His advice is to stay calm and measured, because markets “invariably bounce back” – Trump’s tariffs being a recent example. “It's about keeping a cool head during those times,” Greg said. “The worst thing to do is to react too quickly during such times.” This is because investors should “always be thinking about the long term.” “It's investing for the long term, not panicking and even looking for opportunities during those periods in areas of the market you may be underweight in when you do get this wholesale lurch down in the market,” highlighted Greg.

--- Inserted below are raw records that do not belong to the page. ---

PR #2445, opened 2022-02-01
Remove self-assignment statement.

jmark99:
Removed a self-assignment of the hostPortString variable to itself.

If the hostPortString is non-null, nothing happens and the variable is unchanged. If the hostPortString is null, a ullPointerException is thrown. There is no need to assign it to itself.

Change suggested by errorprone analysis.

### DIFF
--- a/core/src/main/java/org/apache/accumulo/core/util/HostAndPort.java
+++ b/core/src/main/java/org/apache/accumulo/core/util/HostAndPort.java
@@ -19,6 +19,7 @@ import static com.google.common.base.Preconditions.checkArgument;
 import static com.google.common.base.Preconditions.checkState;
 
 import java.io.Serializable;
+import java.util.Objects;
 
 /**
  * This class was copied from Guava release 23.0 to replace the older Guava 14 version that had been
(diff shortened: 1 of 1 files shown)


core/src/main/java/org/apache/accumulo/core/util/HostAndPort.java
```diff
@@ -143,7 +143,7 @@ public static HostAndPort fromParts(String host, int port) {
    *           if nothing meaningful could be parsed.
    */
   public static HostAndPort fromString(String hostPortString) {
-    hostPortString = java.util.Objects.requireNonNull(hostPortString);
+    java.util.Objects.requireNonNull(hostPortString);
```
EdColeman, line 146: Maybe add the optional message stating that hostPortString was null?  The way that the NPE shows up in the logs, adding the message seems to help figuring things out.

EdColeman (approved):

ctubbsii (changes requested):

DomGarguilo (approved):

EdColeman (approved):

The TMGA brand promise ‘We’re invested in you’ clearly implies a high-touch client service. So, what else do Greg and Tim consider to be key factors clients should consider when selecting a wealth manager? The cost of investing and cost transparency, Greg highlights, is an important factor.
“Over the long term, costs are an important consideration – it’s why TMGA offer an all-in-one investment management fee, so the client knows exactly where they stand,” he said.
Tim emphasised the importance of strong and effective investment governance, as well as the financial strength of the wealth manager’s custodian. “We chose to work with Pershing as custodian who is part of Bank of New York Mellon,” he shared. “This gives our clients peace of mind that their assets are held securely with one of the largest custodians in the world.”